Directions: For each line of the data below, copy it if it holds the word "error".

Records for this task:
= Beginning of Section =

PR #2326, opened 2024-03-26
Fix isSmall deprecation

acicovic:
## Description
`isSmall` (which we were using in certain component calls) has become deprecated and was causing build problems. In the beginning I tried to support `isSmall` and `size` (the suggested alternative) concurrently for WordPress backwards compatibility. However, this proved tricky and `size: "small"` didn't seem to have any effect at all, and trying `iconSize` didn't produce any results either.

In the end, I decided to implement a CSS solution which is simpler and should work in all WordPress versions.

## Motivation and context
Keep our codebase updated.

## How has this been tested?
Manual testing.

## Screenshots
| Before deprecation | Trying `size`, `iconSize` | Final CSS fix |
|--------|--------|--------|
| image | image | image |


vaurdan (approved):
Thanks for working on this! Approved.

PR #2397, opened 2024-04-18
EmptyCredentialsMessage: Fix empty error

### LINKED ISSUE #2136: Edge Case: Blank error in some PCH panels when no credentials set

= End of Section =

Exercise solution:
EmptyCredentialsMessage: Fix empty error
### LINKED ISSUE #2136: Edge Case: Blank error in some PCH panels when no credentials set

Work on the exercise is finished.